Work task: Look through the entries below, please, and copy every line with the word "like".
*** Listed records ***
PR #961, opened 2025-08-25
Add `Basic` and `Advanced` flow for `Deploy Workspace Project`

### LINKED ISSUE #853: Advanced scenarios for existing container apps

MicroFish91:
Update `deployWorkspaceProject` to better handle onboarding existing container apps.  The original implementation worked to reduce prompts by making a host of assumptions, but only allowed creation of brand new resources (more or less what we do for `basic` creates).  This version of the command introduces two different deployment modes which is more closely aligned with how our other extensions typically handle creation/deployment.

The deployment modes are -
- **Basic**: Assumes all resources are newly created; defaults as much as possible.
- **Advanced**: Offers more customization and way more prompts for key decisions.  Allows onboarding of existing container apps.

image

I also refactored list steps to be more generally reusable by allowing pick sorting / filtering to be controlled via injected strategies.

Closes #853

### DIFF
--- a/src/commands/deployWorkspaceProject/deploymentConfiguration/workspace/DeploymentModeListStep.ts
+++ b/src/commands/deployWorkspaceProject/deploymentConfiguration/workspace/DeploymentModeListStep.ts
@@ -17,7 +17,7 @@ export class DeploymentModeListStep extends AzureWizardPromptStep<WorkspaceDeplo
         const picks: IAzureQuickPickItem<DeploymentMode>[] = [
             {
                 label: localize('basic', 'Basic'),
-                detail: localize('basicDetails', 'Deploy a basic app with minimal customizations.'),
+                detail: localize('basicDetails', 'Deploy a basic app with minimal setup. Automatically creates all required resources.'),
                 data: DeploymentMode.Basic,
             },
             {


src/commands/deployWorkspaceProject/internal/deployWorkspaceProjectInternal.ts
```diff
@@ -100,145 +108,83 @@ export async function deployWorkspaceProjectInternal(
...
-
-        await LocationListStep.setLocation(wizardContext, wizardContext.resourceGroup.location);
-        ext.outputChannel.appendLog(localize('usingResourceGroup', 'Using resource group "{0}".', resourceGroupName));
     } else {
-        wizardContext.telemetry.properties.existingResourceGroup = 'false';
-        executeSteps.push(new ResourceGroupCreateStep());
-    }
-
-    // Managed environment
-    if (wizardContext.managedEnvironment) {
```
MicroFish91, line 135: All of the starting resource displaying is now handled by `StartingResourcesLogStep` which allows me to remove a ton of boilerplate code from this file.  Now it's really only only a matter of pushing in the right basic vs. advanced steps.

PR #106, opened 2021-04-28
Enhance test coverage

c410-f3r:
The current CI checking for tests doesn't take into account some features like `parachain` and `runtime-benchmarks`, which brings building failures into `master` that are eventually fixed over time but shouldn't even exist.

To give a better testing coverage, a new `all-sequential.sh` script were included for dev and CI usage. So, once `./scripts/tests/all-sequential.sh` is successful, it is guaranteed that CI will also succeed.

### DIFF
--- a/.github/workflows/rust.yml
+++ b/.github/workflows/rust.yml
@@ -11,9 +11,14 @@ env:
 
 jobs:
   build:
-
     runs-on: ubuntu-latest
-
+    strategy:
+      matrix:
+        scripts: [
+          "misc",
+          "parachain",
+          "standalone"
+        ]
     steps:
     - uses: actions/checkout@v2
     - name: Initializes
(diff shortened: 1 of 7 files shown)


scripts/tests.sh
```diff
@@ -0,0 +1,26 @@
...
+
+cargo fmt --all -- --check
+
+test_package_with_feature primitives std
+
+test_package_with_feature zrml/swaps std
+
+test_package_with_feature zrml/orderbook-v1 std
+
+test_package_with_feature zrml/prediction-markets std
```
lsaether, line 21: It's easy to forget to add a line here when a new pallet is created, can we make sure we include all pallets in zrml?

Somethig like
```sh
for package in zrml/*
do
  test_package_with_feature "$package" std
done
```

lsaether:
Now we don't build the WASM blob in the CI. Will the tests always guarantee that it will build?

c410-f3r:
> This change will not build the WASM blob in the CI. Will the tests always guarantee that it builds?

`make make build-wasm` can also be incorporated in the script. Just a sec

scripts/tests.sh
c410-f3r: Oh yeah, much better! Thanks

c410-f3r:
On CI, the tests were divided into 4 different parts, summing a total of `01:22:14` with the longest (parachain) taking `00:39:39`. Taking these values into consideration, we would have to run this workflow an average of 47 times every day to reach the free-tier limit.

lsaether (approved):

Issue #70, opened 2021-04-10
Store pallet parameter_types! in primitives crate


sea212:
The pallet configuration of the Zeitgeist pallets in the runtime, test and benchmark environment currently uses hard-coded values. If one value changes, for example *MaxAssets*, some tests and benchmarks become invalid, leading to invalid checks of correctness and potentially invalid automatic generation of weights.

Extend the primitives create, such that it contains the pallet configuration values of the Zeitgeist pallets. Update the runtime, tests and benchmarks to fetch the values from the primitives crate

PR #112, opened 2021-04-30
Bundle parameters

sea212:
Issue: #70

This PR moves the `parameter_types!` into the *primitives* crate. Now the runtime and the tests (to a certain degree) share the same parameters. For example, when changes to `MaxCategories` are applied, the benchmarks and tests in the prediction markets pallet will also use the new values automatically.
This PR also introduces structural changes: The *primitives* crates now has three public modules, *constants*, *types* and *traits*, through which the necessary values can be retrieved from the *primitives* crate.


c410-f3r (approved):
The fewer duplications, the better. Thanks for tackling this subject using a more ergometric and less error-prone approach.

lsaether (approved):
Looks great! Thanks!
*** End of Listed records ***
Solution to the problem:
The current CI checking for tests doesn't take into account some features like `parachain` and `runtime-benchmarks`, which brings building failures into `master` that are eventually fixed over time but shouldn't even exist.
Somethig like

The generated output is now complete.